____ DATA BLOCK

Issue #5141, opened 2022-12-18
Rewrite the `Safety` phase to use `Validation[Expression, ...]`


magnus-madsen:
Currently most functions have the signature:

________

REQUIREMENT → Repeat every line of the data verbatim.

ANSWER AREA →
Issue #5141, opened 2022-12-18
Rewrite the `Safety` phase to use `Validation[Expression, ...]`


magnus-madsen:
Currently most functions have the signature:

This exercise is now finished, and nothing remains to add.